In der parlamentarischen Sommerpause erarbeitet ein Fachkreis die Gesetzesvorlage zur „Rückvermeisterung“. Darin geht es um die 2003 aus dem Katalog der zulassungspflichtigen Handwerke gestrichenen Gewerke. Das Gesetz soll im Januar 2020 in Kraft treten. Das Bestattungsgewerbe hat an den Fachkreis nun seine Forderung auf Einführung der Meisterpflicht gestellt.

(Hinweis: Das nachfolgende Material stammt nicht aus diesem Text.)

PR #61, opened 2019-08-13
Return EINVAL if both ATIM & ATIM_NOW, MTIM & MTIM_NOW are set in path_filestat_set_times

marmistrz:
For https://github.com/CraneStation/wasi-misc-tests/pull/19

### DIFF
--- a/src/hostcalls_impl/fs.rs
+++ b/src/hostcalls_impl/fs.rs
@@ -872,6 +872,15 @@ pub(crate) fn path_filestat_set_times(
         fst_flags
     );
 
+    let set_atim = fst_flags & host::__WASI_FILESTAT_SET_ATIM != 0;
+    let set_atim_now = fst_flags & host::__WASI_FILESTAT_SET_ATIM_NOW != 0;
+    let set_mtim = fst_flags & host::__WASI_FILESTAT_SET_MTIM != 0;
+    let set_mtim_now = fst_flags & host::__WASI_FILESTAT_SET_MTIM_NOW != 0;
+
+    if (set_atim && set_atim_now) || (set_mtim && set_mtim_now) {
+        return Err(host::__WASI_EINVAL);
+    }
+
     let dirfd = dec_fd(dirfd);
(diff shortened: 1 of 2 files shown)


src/hostcalls_impl/fs.rs
```diff
@@ -843,6 +843,12 @@ pub(crate) fn path_filestat_set_times(
         fst_flags
     );
 
+    if fst_flags & host::__WASI_FILESTAT_SET_ATIM & host::__WASI_FILESTAT_SET_ATIM_NOW != 0
+        || fst_flags & host::__WASI_FILESTAT_SET_MTIM & host::__WASI_FILESTAT_SET_MTIM_NOW != 0
```
sunfishcode: The logic here isn't what's intended; `fst_flags & host::__WASI_FILESTAT_SET_ATIM & host::__WASI_FILESTAT_SET_ATIM_NOW` always evaluates to zero.

marmistrz: What guarantees that they will never be set together? Nothing prevents me from setting `__wasi_fstflags_t` to `host::__WASI_FILESTAT_SET_ATIM & host::__WASI_FILESTAT_SET_ATIM_NOW` and this is what one of the tests in wasi-misc-tests does (for the fd_* version): https://github.com/CraneStation/wasi-misc-tests/pull/14

sunfishcode: `host::__WASI_FILESTAT_SET_ATIM & host::__WASI_FILESTAT_SET_ATIM_NOW` is zero. I agree that we need a check here, but we need the right check :-).

marmistrz: :D you're right!

marmistrz: fixed

marmistrz:
I rebased and moved the check to the Unix-specific implementation, because it will be unnecessary for the Windows implementation proposed in #63.

marmistrz:
Obsoleted by #64

PR #62, opened 2019-08-14
Miscellaneous refactoring

sunfishcode:
This just collects a few miscellanous refactorings I've collected while reviewing other changes.
 - Use char/byte literals instead of single-char/byte string literals.
 - Minor simplifications to `get_path_by_handle`.
 - Use `fs::read` instead of doing it manually.

### DIFF
--- a/tests/utils.rs
+++ b/tests/utils.rs
@@ -6,15 +6,8 @@ use std::io::prelude::*;
 use std::path::{Component, Path};
 use std::time::SystemTime;
 
-fn read_to_end<P: AsRef<Path>>(path: P) -> Result<Vec<u8>, io::Error> {
-    let mut buf: Vec<u8> = Vec::new();
-    let mut file = File::open(path)?;
-    file.read_to_end(&mut buf)?;
-    Ok(buf)
-}
-
 pub fn read_wasm<P: AsRef<Path>>(path: P) -> Result<Vec<u8>, String> {
-    let data = read_to_end(path).map_err(|err| err.to_string())?;
+    let data = fs::read(path).map_err(|err| err.to_string())?;
     if data.starts_with(&[b'\0', b'a', b's', b'm']) {
         Ok(data)
     } else {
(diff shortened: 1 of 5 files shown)


tests/utils.rs
```diff
@@ -6,15 +6,8 @@ use std::io::prelude::*;
...
 
-fn read_to_end<P: AsRef<Path>>(path: P) -> Result<Vec<u8>, io::Error> {
-    let mut buf: Vec<u8> = Vec::new();
-    let mut file = File::open(path)?;
-    file.read_to_end(&mut buf)?;
-    Ok(buf)
-}
-
 pub fn read_wasm<P: AsRef<Path>>(path: P) -> Result<Vec<u8>, String> {
-    let data = read_to_end(path).map_err(|err| err.to_string())?;
```
kubkon, line 17: We should probably backport this to `wasmtime` unless we already have :-)

winx/src/file.rs
```diff
@@ -360,8 +360,7 @@ pub fn get_file_access_mode(handle: RawHandle) -> Result<AccessMode> {
 pub fn get_path_by_handle(handle: RawHandle) -> Result<OsString> {
```
kubkon, line 360: This is not applicable to this PR, but I'm wondering, given the fact that we've narrowed down the scope of `winx` helper crate to basically two modules, `winerror` and `file`, should we perhaps move into `wasi-common` proper (inside `sys/windows` module)?

kubkon (approved):
LGTM!

winx/src/file.rs
sunfishcode: I don't have a strong opinion either way. On one hand, you're right, but on the other hand, `winx` could conceivably grow in the future to cover other things, as WASI evolves, or if we find uses for `winx` beyond `wasi-common`.

kubkon: That's a fair point. I guess it won't hurt if we simply leave as-is for now, and decide what to do with it in the future.

PR #63, opened 2019-08-14
 Implement path_filestat_get & path_filestat_set_times on Windows. 

marmistrz:
This still requires the test CraneStation/wasi-misc-tests#19


src/sys/windows/hostcalls_impl/fs.rs
```diff
@@ -320,15 +323,17 @@ pub(crate) fn path_filestat_set_times(
     mut st_mtim: host::__wasi_timestamp_t,
     fst_flags: host::__wasi_fstflags_t,
 ) -> Result<()> {
-    unimplemented!("path_filestat_set_times")
+    let path = resolved.concatenate()?;
+    let file = File::open(path).map_err(errno_from_ioerror)?;
+    fd_filestat_set_times_impl(&file, st_atim, st_mtim, fst_flags)
```
kubkon, line 332: I really like the fact you’re reusing the implementation between two hostcalls. I’m pretty sure we could do that in a couple more actually. It’ll be a good refactoring effort in a subsequent PR :-)

kubkon (approved):
LGTM! Thanks for refactoring out `concatenate` into a method of `PathGet` on Win. Looks great!

build.rs
```diff
@@ -136,6 +136,7 @@ cfg_if::cfg_if! {
                     "symlink_loop" => true,
                     "clock_time_get" => true,
                     "truncation_rights" => true,
+                    "path_filestat" => true,
```
kubkon: I guess that this PR should enable this test on Windows, right? :-)

Issue #16, opened 2019-05-14
Add `nix` support for missing host function calls.


sunfishcode:
At a quick glance, the following functions are not yet provided by [`nix`](https://github.com/nix-rust/nix/), but would be useful to have in `nix` for use by wasi-common: `mkdirat`, `unlinkat`, `renameat`, `linkat`, `clock_getres`, `clock_gettime`, `posix_fallocate`, `posix_fadvise`.

Currently code in wasi-common and lucet-wasi is calling libc interfaces for these functions directly, which requires unsafe code. Having `nix` provide these will mean the unsafe code is shifted to `nix` instead. This may not seem like a win on a theoretical level, but the more we can push `unsafe` code into dedicated utilities that do simple unsafe things with safe, testable, interfaces, the easier it is to audit everything.

I've marked this as "help wanted" -- this is not an urgent project, but it is a nicely scoped, straightforward, and subdividable project, and it's a good chance to see some of the low-level parts of the software stack that wasi-common is built on. And mentoring is available :-).

Additional resources:
 - Documentation for these functions in POSIX can be found here: http://pubs.opengroup.org/onlinepubs/9699919799/
 - [Here's an example](https://github.com/nix-rust/nix/pull/1050) of implementing a very simple function in `nix`, though the functions above are more complex and will need testcases :-).

jlb6740:
Hi .. I was hoping to be able to help on the wasi-common request and this might be a good place to start. I have an initial patch here:  [](https://github.com/nix-rust/nix/compare/master...jlb6740:implement_unlinkat?expand=1). I am new to rust so could use some pointers on testing this. Once this initial one is tested I'll submit a pull request and see about implementing some of the others.

sunfishcode:
Hi! Thanks for starting this! The patch looks good. For testing `unlinkat`, take a look at `test_fchmodat` in test/test_stat.rs. The basic setup it does is essentially what you want here: it creates a temp directory and a file inside that directory, obtains a directory file descriptor, and then does operations using that file descriptor plus a relative path. For your test, the operation should be to do `unlinkat` to remove the file. For completeness, you can also create a subdirectory inside the temp directory with `mkdir` and then remove it with `unlinkat` with `RemoveDir`.

Also, sorry, I accidentally hit the wrong button while looking at the link above and opened a PR. I've now closed it. We can open a new PR once the testcase is ready.

jlb6740:
[...]

PR #64, opened 2019-08-19
Implement path_filestat_set_times using nix instead of libc.

marmistrz:
As advised in #16.

Obsoletes #61. Still needs tests from https://github.com/CraneStation/wasi-misc-tests/pull/19. 

There are two calls to transmute left because `TimeSpec` from nix doesn't expose `UTIME_OMIT` and `UTIME_NOW`. This PR will stay as draft until support for those special `TimeSpec` values is added to nix.


kubkon:
LGTM! Even though it'd be nice to have `UTIME_OMIT` and `UTIME_NOW` exposed by `nix`, I'll merge it as-is for now as it nicely cleaned up that bit of code :-)

PR #65, opened 2019-08-19
Add the test for path_filestat_*

marmistrz:
From https://github.com/CraneStation/wasi-misc-tests/pull/19


marmistrz:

Ob die Voraussetzungen dafür – unter anderem die Gefahrgeneigtheit, der Verbraucherschutz und die Wahrung des Kulturgutes – erfüllt sind, hat Bestattungsrechtler Tade Spranger in einem Gutachten geklärt. Der Fachverband Leben Raum Gestaltung Hessen / Rheinland-Pfalz hat es mit mehreren Berufsverbänden beauftragt.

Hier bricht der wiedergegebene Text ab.